Here's an attempt at articulation. I'm very much not trying to waste the reader's time with homework, while still providing a good basis for general education, with a slight bias for the man of the future who is to be conspiracy aware. So books that establish conspiracy realism and make readers familiar of the dangers of totalitarianism are important. 1984 wasn't include for its relative length, but that kind of book is what I was looking for when I mentioned Oera Linda. It's already established to be significant, and additionally, it's of interest to conspiracy realists while also having a timeless quality (unlike, say, coverage by James Corbett, which is lecture rather than literature).

So V for Vendetta is a good mention in this context as well.

[-]LarrySwinger1(+1|0)

Thank you. Some of these had in fact come up but I don't trust llms enough. I never realized the prince is short for example so didn't include it but I support that being added. Common sense has two mentions now, I will add that as well. Regarding existentialism is a humanism, I didn't trust Lumo presenting it as notable enough but now t has a mention by you as well. The Communist Manifesto is a good one.

Molyneux makes good videos but are his writings notable enough? I didn't even realize he has published print works until now. And a lot of the other works mentioned later on in the list I don't even recognize. I'm thinking you added those in response to my post on oera Linda? Worth looking into I suppose but please select them for notability.

We was slightly too long from my memory. Is it a novella? It felt more like a short novel to me. Great read, that's not the problem. We have a decent overlap in what we read. I read Hesse's works from an anthology and didn't realize Steppenwolf was over 200 pages. I didn't exclude Siddhartha to keep the list brief and just didn't like it as much. Maybe Journey to the East is better. That one's very brief. But then Siddhartha is more notable.

[-]JasonCarswell1(+1|0)

TIL Oera Linda Book.

Your list set the pace. Some of your selections were longer. All near or over 200 pages were excluded.

Everything I listed was notable.
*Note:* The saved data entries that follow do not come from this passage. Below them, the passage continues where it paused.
Issue #4796, opened 2023-04-06
Optional Publish Plugin: Misused active attribute


iLLiCiTiT:
**Describe the bug**
Mixin `OptionalPyblishPluginMixin` is misusing `active` attribute of pyblish plugin for default state of optional plugin. Because the logic how the optional plugins work in Publisher changed, we have to change the attribute name. That requires change of settings chemas in all plugins using `OptionalPyblishPluginMixin`.

Right now the attribute is set also on plugins which are used in hosts which do not yet use Publisher so we can't do the change now because it would break default active state of plugin in them.

**Expected behavior**
Change key in settings from `active` to something else -> my suggestion: `optional_state`. Change `OptionalPyblishPluginMixin` to look for the new attribute.

**Additional context**
When we change `active` attribute in settings we can actually use `enabled` value for `active` value on plugin. This changes will completelly break compatibility with other pyblish UIs (which probably already happened?).

Issue came up from https://github.com/ynput/OpenPype/issues/4770

[cuID:[OP-5554](https://app.clickup.com/t/863ge2yje)]

PR #4798, opened 2023-04-06
Publisher: Plugin active attribute is respected

iLLiCiTiT:
## Changelog Description
Publisher consider plugin's `active` attribute, so the plugin is not processed when `active` is set to `False`. But we use the attribute in `OptionalPyblishPluginMixin` for different purposes, so I've added hack bypass of the active state validation when plugin inherit from the mixin. This is temporary solution which cannot be changed until all hosts use Publisher otherwise global plugins would be broken. Also plugins which have `enabled` set to `False` are filtered out -> this happened only when automated settings were applied and the settings contained `"enabled"` key se to `False`.

## Additional info
This is hotfix for current state, so if it does not break anything, we can discuss full and proper fix [here](https://github.com/ynput/OpenPype/issues/4796).

## Testing notes:
- Enabled state
1. Choose/Create a context plugin which does not have settings
2. Add `enabled = False` to class definition of the plugin
3. Open Publisher (e.g. TrayPublisher) and run publishing
4. The plugin should not be processed and should not appear in UI at all

- Active state (without mixin)
1. Choose/Create a context plugin which does not inherit from `OptionalPyblishPluginMixin`
2. Add `active = False` to the plugin
3. Open Publisher (e.g. TrayPublisher) and run publishing
4. The plugin should not be processed and should be visible under skipped plugins

- Active state (with mixin)
1. Choose/Create a context plugin which does inherit from `OptionalPyblishPluginMixin`
2. Add `optional=True` and `active = False` to the plugin
3. Open Publisher (e.g. TrayPublisher)
4. The plugin should have checkbox when `Options` (`Context`) is selected in create mode
5. Run publishing
6. The plugin should be processed and should be visible in processed plugins

### DIFF
--- a/openpype/pipeline/publish/lib.py
+++ b/openpype/pipeline/publish/lib.py
@@ -354,6 +354,59 @@ def publish_plugins_discover(paths=None):
     return result
 
 
+def _get_plugin_settings(host_name, project_settings, plugin, log):
+    """Get plugin settings based on host name and plugin name.
+
+    Args:
+        host_name (str): Name of host.
+        project_settings (dict[str, Any]): Project settings.
+        plugin (pyliblish.Plugin): Plugin where settings are applied.
+        log (logging.Logger): Logger to log messages.
+
+    Returns:
+        dict[str, Any]: Plugin settings {'attribute': 'value'}.
+    """
+
+    try:
+        return (
+            project_settings
+            [host_name]
+            ["publish"]
+            [plugin.__name__]
+        )
+    except KeyError:
+        pass
+
+    # host determined from path
+    filepath = os.path.normpath(inspect.getsourcefile(plugin))
+    filepath = os.path.normpath(filepath)
+
+    split_path = filepath.split(os.path.sep)
+    if len(split_path) < 4:
+        log.warning(
+            'plugin path too short to extract host {}'.format(filepath)
+        )
+        return {}
+
+    host_from_file = split_path[-4]
+    plugin_kind = split_path[-2]
+
+    # TODO: change after all plugins are moved one level up
+    if host_from_file == "openpype":
+        host_from_file = "global"
+
+    try:
+        return (
+            project_settings
+            [host_from_file]
+            [plugin_kind]
+            [plugin.__name__]
+        )
+    except KeyError:
+        pass
+    return {}
+
+
 def filter_pyblish_plugins(plugins):
     """Pyblish plugin filter which applies OpenPype settings.
 
--- a/openpype/pipeline/publish/lib.py
+++ b/openpype/pipeline/publish/lib.py
@@ -425,21 +425,21 @@ def filter_pyblish_plugins(plugins):
     # TODO: Don't use host from 'pyblish.api' but from defined host by us.
     #   - kept becau on farm is probably used host 'shell' which propably
     #       affect how settings are applied there
-    host = pyblish.api.current_host()
+    host_name = pyblish.api.current_host()
     project_name = os.environ.get("AVALON_PROJECT")
 
-    project_setting = get_project_settings(project_name)
+    project_settings = get_project_settings(project_name)
     system_settings = get_system_settings()
 
     # iterate over plugins
     for plugin in plugins[:]:
+        # Apply settings to plugins
         if hasattr(plugin, "apply_settings"):
+            # Use classmethod 'apply_settings'
+            # - can be used to target settings from custom settings place
+            # - skip default behavior when successful
             try:
-                # Use classmethod 'apply_settings'
-                # - can be used to target settings from custom settings place
-                # - skip default behavior when successful
-                plugin.apply_settings(project_setting, system_settings)
-                continue
+                plugin.apply_settings(project_settings, system_settings)
 
             except Exception:
                 log.warning(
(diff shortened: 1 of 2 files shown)


openpype/pipeline/publish/lib.py
```diff
@@ -354,6 +354,61 @@ def publish_plugins_discover(paths=None):
...
+            ["publish"]
+            [plugin.__name__]
+        )
+    except KeyError:
+        pass
+
+    # Category determined from path
+    # - usually path is './<category>/plugins/publish/<plugin file>'
+    filepath = os.path.normpath(inspect.getsourcefile(plugin))
+    filepath = os.path.normpath(filepath)
```
BigRoy, line 384: We seem to be performing `os.path.normpath` twice. Can be skipped?

openpype/pipeline/publish/lib.py
```diff
@@ -354,6 +354,61 @@ def publish_plugins_discover(paths=None):
...
+            project_settings
+            [host_name]
+            ["publish"]
+            [plugin.__name__]
+        )
+    except KeyError:
+        pass
+
+    # Category determined from path
+    # - usually path is './<category>/plugins/publish/<plugin file>'
```
BigRoy, line 382: What's this `<category>`? Is this even still used anywhere? Or is that that intended to be the host name?

openpype/pipeline/publish/lib.py
```diff
@@ -354,6 +354,61 @@ def publish_plugins_discover(paths=None):
...
+    filepath = os.path.normpath(inspect.getsourcefile(plugin))
+    filepath = os.path.normpath(filepath)
+
+    split_path = filepath.split(os.path.sep)
```
BigRoy, line 386: This could be `.rsplit(os.path.sep, 5)` to skip splitting even further than five levels, very minor optimization.
I assume this is called quite often?

openpype/tools/publisher/control.py
```diff
@@ -2307,6 +2308,37 @@ def _publish_next_process(self):
...
+        """
+
+        if plugin.active:
+            return True
+
+        if not plugin.optional:
+            return False
+
+        if OptionalPyblishPluginMixin in inspect.getmro(plugin):
+            return True
```
BigRoy, line 2339: Wouldn't `issubclass` suffice here?

openpype/pipeline/publish/lib.py
iLLiCiTiT: I was thinking exactly the same, but I'm scared to remove.

openpype/pipeline/publish/lib.py
iLLiCiTiT: I've changed it to category (as settings category) because e.g. for deadline plugins it will be `deadline` and not host name.

openpype/tools/publisher/control.py
iLLiCiTiT: 100% yes in Python 3 DCCs. 50/50 in Python 2 DCCs.

BigRoy:
Tested this in Houdini. It seems to work as intended from a user perspective.

```python
import pyblish.api
from openpype.pipeline import OptionalPyblishPluginMixin

ORDER = pyblish.api.CollectorOrder


class PluginDisabled(pyblish.api.ContextPlugin):
    enabled = False
    order = ORDER

    def process(self, context):
        self.log.info(self.__class__.__name__)
        raise RuntimeError("SHOULD NOT RUN")


class PluginOptionalDisabled(pyblish.api.ContextPlugin):
    enabled = False
    optional = True
    order = ORDER

    def process(self, context):
        self.log.info(self.__class__.__name__)
        raise RuntimeError("SHOULD NOT RUN")


class PluginOptionalInactiveDisabled(pyblish.api.ContextPlugin):
    enabled = False
    optional = True
    active = False
    order = ORDER

    def process(self, context):
        self.log.info(self.__class__.__name__)
        raise RuntimeError("SHOULD NOT RUN")


class PluginOptionalInactiveDisabledMixin(pyblish.api.ContextPlugin,
                                          OptionalPyblishPluginMixin):
    enabled = False
    optional = True
    active = False
    order = ORDER

    def process(self, context):
        self.log.info(self.__class__.__name__)
        raise RuntimeError("SHOULD NOT RUN")


class PluginDisabledInApplySettings(pyblish.api.ContextPlugin):
    order = ORDER

    @classmethod
    def apply_settings(cls, system_settings, project_settings):
        cls.enabled = False

    def process(self, context):
        self.log.info(self.__class__.__name__)
        raise RuntimeError("SHOULD NOT RUN")


class PluginOptionalInactiveMixin(pyblish.api.ContextPlugin,
                                  OptionalPyblishPluginMixin):
    optional = True
    active = False
    order = ORDER

    def process(self, context):
        if not self.is_active(context.data):
            return
        self.log.info(self.__class__.__name__)


class PluginOptionalActiveMixin(pyblish.api.ContextPlugin,
                                OptionalPyblishPluginMixin):
    optional = True
    active = True
    order = ORDER

    def process(self, context):
        if not self.is_active(context.data):
            return
        self.log.info(self.__class__.__name__)
```

It's good to note that whenever **enabled=False** that the plug-in doesn't show at all **without warning**. It's not considered a Skipped plug-in, it just doesn't show.

The 2 optionals at the bottom can be toggled and work fine.

It would be nice if similar to the Crashed Plugins tab it might have a Disabled Plugins tab or alike so at least you can debug it.

BigRoy:
Also, a side note @iLLiCiTiT if a plug-in has no label it shows **blank** in the Details page: 

afbeelding

I believe in the old publisher it would just show `cls.__name__` or `plugin.__class__.__name__`.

But how you define that may change things.

I read Jekyll & Hyde in grade 7 or 8. It's a classic, all about the human condition, but better to be analyzed than included, IMO. There are many like that, like Moby Dick, Frankenstein, etc. There is a case to be made for classics, flowery language, and high ideals. I included my fave Cyrano for that reason. Plays are often shorter too, I added a few. And a few children's or children-adjacent books, and graphic novels, that are deeper than they seem.
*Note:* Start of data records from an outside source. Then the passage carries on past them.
PR #4811, opened 2023-04-06
Nuke: settings and optional attribute in publisher for some validators

jakubjezek001:
## Changelog Description
New publisher is supporting optional switch for plugins which is offered in Publisher in Right panel. Some plugins were missing this switch and also settings which would offer the optionality.  

## Testing notes:
1. in settings go to `project_settings/nuke/publish/ValidateBackdrop` and leave settings open. 
2. Open nuke in test workfile and create several nodes, select them and Create Nukenode family (backdrop) instance. 
3. switch to publisher and select created instance.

Ultimately it's subjective. I loved Siddhartha, you didn't. That's fine and to be expected.

I greatly appreciate that you're respecting readers' time. I wish news, YouTubers, etc. would.
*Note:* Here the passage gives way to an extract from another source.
PR #4815, opened 2023-04-07
Maya Template Builder - Remove default cameras from renderable cameras

mre7a:
## Changelog Description
When we build an asset workfile with build workfile from template inside Maya, we load our turntable camera. But then we end up with 2 renderables camera : **persp** the one imported from the template.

Maybe a short-book club is in order. Pamphlets and novelettes that can be read in less than four hours with even slow readers.

Maybe a conspiro-primer list is also in order with regular-length books? My bookshelf is a good start. Will be behind Santa soon enough. Even though I haven't read all of them, I collect them and their value, as I already know something about them.

[-]LarrySwinger1(+1|0)

Oh yeah there's also the Oera Linda book which is suppressed for its notions that challenge mainstream history so that is worth a read as well. It is in fact a recent challenge to the canon that speaks to right-wing thinkers so it should be part of an emerging canon. That is in fact also what I welcome in this list: books that we want to be part of an emerging canon where conspiracy realism has a voice, although it should still be literary and not focused on non-fiction. Oera Linda is a history passed down from generation to generation, that's why it can be adopted. It wasn't written as part of modern conspiracy realist culture but is reckognized as a significant work by members of said culture.

[-]JasonCarswell1(+1|0)

I could look on my shelf for short conspiro-politi-historical books, though if I haven't read them yet I don't know how good they are. Good enough to warrant purchase by recommendation, support, or curiosity.